**YOUR GOAL:** For the records below, tally the lines that contain "list" and give only that number.

**RECORDS FOR THIS EXERCISE:**
PR #385, opened 2025-09-16
feat: add --table option argument to scan list command

ruda:
Add a "--table" option to the "scan list" command to print a simplified table of scan results (human-readable output).

Example:
```
$ qpc scan list --table
 scan_id | scan_name           | report_id | status    
---------+---------------------+-----------+-----------
 3       | xyz                 | None      | None      
 2       | my-new-scan-with-mw | 2         | completed 
 1       | my-scan             | 1         | completed 
```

**TASK RESPONSE:** 3